为什么我的输出没有反映在Lst1中?
-module(pmap).
-export([start/0,test/2]).
test(Lst1,0) ->
{ok, [Temp]} = io:fread( "Input the edge weight ", "~d" ),
lists:append([Lst1,[Temp]]),
io:fwrite("~w~n",[Lst1]);
test(Lst1,V) ->
{ok, [Temp]} = io:fread( "Input the edge weight ", "~d" ),
lists:append([Lst1,[Temp]]),
test(Lst1, V-1).
start() ->
{ok, [V]} = io:fread( "Input the number of vertices your graph has ", "~d" ),
Lst1 = [],
test(Lst1,V).
因此,我的Lst1正在打印[],而我希望它打印,假设,如果我提供输入1,2,3,[1,2,3]。
因为Erlang变量是不可变的,根本无法更改。

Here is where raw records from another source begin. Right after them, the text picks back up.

Issue #117, opened 2023-06-09
The telemetry operator should not deploy the comptue compoent unless asked.


SeanMooney:
as of https://github.com/openstack-k8s-operators/telemetry-operator/commit/6ee1b2f73696d314834bd5b9413d9e20745f56cd the telemetry operator is now deploying the infra-compute
components even when there are no compute nodes.

https://github.com/openstack-k8s-operators/telemetry-operator/blob/b2d4fc55966ad66e3fdab94f8345e8698cd69979/controllers/telemetry_controller.go#L375-L386

While the exact mechanism to control this, in general, is still under active discussion today the agreed acrchitreure is that if a service operator need to run Ansible against a dataplane node it would only do so if the dataplane operator create  a CR that the service operator reconciles.

while we are discussion selvel options the one that is likely to replace that is tagging OpenstackDataplaneNodes or OpenstackDataplaneRoles with an annotation that would cause the service operator to take the approate action

i.e. openstack.telemetry.infraCompute=true would be applied to the dataplane nodes that should have the infra compute ansible applied.

SeanMooney:
the same issue extis for ceilometier comptue

https://github.com/openstack-k8s-operators/telemetry-operator/blob/b2d4fc55966ad66e3fdab94f8345e8698cd69979/controllers/telemetry_controller.go#L375-L386

however it does not create an AnsibleEE by default



the relevant section form the OpenStack control plane is before the defaulting webhooks ran was

telemetry:
    template:
      ceilometerCentral:
        passwordSelector:
          service: CeilometerPassword
        secret: osp-secret
        serviceUser: ceilometer

and this became after.


  telemetry:
    enabled: true
    template:
      ceilometerCentral:
        centralImage: quay.io/podified-antelope-centos9/openstack-ceilometer-central:current-podified
        customServiceConfig: '# add your customization here'
        description: A ceilometer agent
        initImage: quay.io/podified-antelope-centos9/openstack-ceilometer-central:current-podified
        notificationImage: quay.io/podified-antelope-centos9/openstack-ceilometer-notification:current-podified
        passwordSelector:
          service: CeilometerPassword
        secret: osp-secret
        serviceAccount: ""
        serviceUser: ceilometer
        sgCoreImage: quay.io/infrawatch/sg-core:latest
      ceilometerCompute:
        computeImage: quay.io/podified-antelope-centos9/openstack-ceilometer-compute:current-podified
[...]

PR #119, opened 2023-06-09
adjust CRDs to update defaults

SeanMooney:
This change makes the CeilometerCompute and InfraCompute
filed optional and pointers in the TelemetrySepc and then modifes
the telemetry contoler to only reconsile them if they are != nil

second this change removes the defalt values for the
DataplaneSSHSecret and DataplaneInventoryConfigMap fields
in the CeilometerComputeSpec and InfraComputeSpec and updates
the input validation of the contolers to ensure they are presenset
if a value is provided as part of the input validation status.

Related: #117


SeanMooney:
i have not actully tested this by the way but something like that would resolve the main defaulting issues in #117 i think

jlarriba:
The objective of this PR is the same as the one that generated https://github.com/openstack-k8s-operators/telemetry-operator/pull/106. In either case, it allows the openstack-operator to only deploy CeilometerCentral without having to also carry InfraCompute and CeilometerCompute, which should be deployed by the dataplane operator. In this case, we will continue by merging the other one.

SeanMooney:
https://github.com/openstack-k8s-operators/telemetry-operator/pull/106 now has the default changes for the inventory and ssh key so ill close this

Issue #1580, opened 2016-01-18
Receiving Error when wildcard (*.*) is empty


hbejgel:
I am using the annotation router and it looks like this:

<pre><code>// @router /:account/pricing/prices/:id/:brand/*.* [get]
</code></pre>

When I get to the router with a blank wildcard such as with: 
<pre><code>localhost:8080/mastercatalog/pricing/prices/340502/2000170/
</code></pre>

I get the following error:
<pre><code>2016/01/18 20:54:03 [router.go:854][C] Handler crashed with error runtime error: slice bounds out of range
2016/01/18 20:54:03 [router.go:860][C] /usr/local/go/src/runtime/asm_amd64.s:437
2016/01/18 20:54:03 [router.go:860][C] /usr/local/go/src/runtime/panic.go:423
2016/01/18 20:54:03 [router.go:860][C] /usr/local/go/src/runtime/panic.go:18
2016/01/18 20:54:03 [router.go:860][C] /Users/hbejgel/Documents/Projects/go/src/github.com/astaxie/beego/tree.go:423
</code></pre>

This happens because in [tree.go](https://github.com/astaxie/beego/blob/master/tree.go) the index variable equals to 3 while len(wildcardValues) - 1 equals to 2 so you are actually indexing wildcardValues[3:2] which causes this error. Is this the intended behaviour?

astaxie:
@hbejgel I think `*.*` should be never empty. I think `*` means catchall. while `*.*` should be never empty. What do you think?

hbejgel:
Well, I tried using `*` but then in the `Params` the `:path` does not show up. I needed the whole thing to be an optional path. So I changed it to `*.*` and it worked fine, except when I leave the path blank I get this error. In my opinion, empty should match both `*` and `*.*' or at least the `:path` should come in the `Params` when using `*`. What were exactly your intentions and the differences you intended between `*` and `*.*`? If it was for it to be a file path requiring an extension then the regular expression `"([^.]+).(.+)"` found in tree.go is wrong, it should have been `"([^.]+)\.(.+)"`

PR #1581, opened 2016-01-18
Checks if index is greater than the length of the wildcards. #1580

hbejgel:


JessonChan:
@hbejgel 
the var index is always less than len(wildcardValues),so there's no need to check.

hbejgel:
Well, when you pass now values to the wildcard as shown on issue #1580
that's not what happens thus causing a panic.

Issue #1597, opened 2016-01-21
新建的 hello 项目，只在 main.go 加了一个 Notice 日志，beego.Notice("Networthicense is Correct!") 似乎没有输出任何内容


linux-mac:
新建的 hello 项目，只在 main.go 加了一个 Notice 日志
```
beego.Notice("Networthicense is Correct!") 
```
似乎没有输出任何内容
```
[root@git hello]# bee version
bee   :1.4.1
beego :1.6.0
Go    :go version go1.5.3 linux/amd64
```

好像 beego 1.5.0 是会输出的，不知道我错过了什么%...

![snip20160121_1](https://cloud.githubusercontent.com/assets/6309187/12480186/7ad41816-c07b-11e5-8e66-fa95f54d4c5a.png)

astaxie:
yea, init the log in the beego.Run

linux-mac:
sorry, I don't know what shoud i do?

ysqi:
hi linux-mac, You need exec bee.Run before use everythings about beego.
But you can use other way:
1. use fmt.Println('')
2. create  yourself logger , see :http://beego.me/docs/module/logs.md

lists:append返回一个您丢弃的新列表。
正如@Alexey Romanov正确指出的那样,您没有使用lists:append/2的结果。
这就是我将如何修复你的代码…
-module(pmap).
-export([start/0,test/2]).
test(Lst1,0) ->
{ok, [Temp]} = io:fread( "Input the edge weight ", "~d" ),
Lst2 = lists:append([Lst1,[Temp]]),
io:fwrite("~w~n",[Lst2]),
Lst2;
test(Lst1,V) ->
{ok, [Temp]} = io:fread( "Input the edge weight ", "~d" ),
Lst2 = lists:append([Lst1,[Temp]]),
test(Lst2, V-1).
start() ->
{ok, [V]} = io:fread( "Input the number of vertices your graph has ", "~d" ),
Lst1 = [],
test(Lst1,V).
但实际上,一个更为惯用的代码可以实现相同的结果,那就是…
-module(pmap).
-export([start/0,test/2]).
test(Lst1,0) ->
{ok, [Temp]} = io:fread( "Input the edge weight ", "~d" ),
Lst2 = lists:reverse([Temp|Lst1]),
io:fwrite("~w~n",[Lst2]),
Lst2;
test(Lst1,V) ->
{ok, [Temp]} = io:fread( "Input the edge weight ", "~d" ),
test([Temp | Lst1], V-1).
start() ->
{ok, [V]} = io:fread( "Input the number of vertices your graph has ", "~d" ),
Lst1 = [],
test(Lst1,V).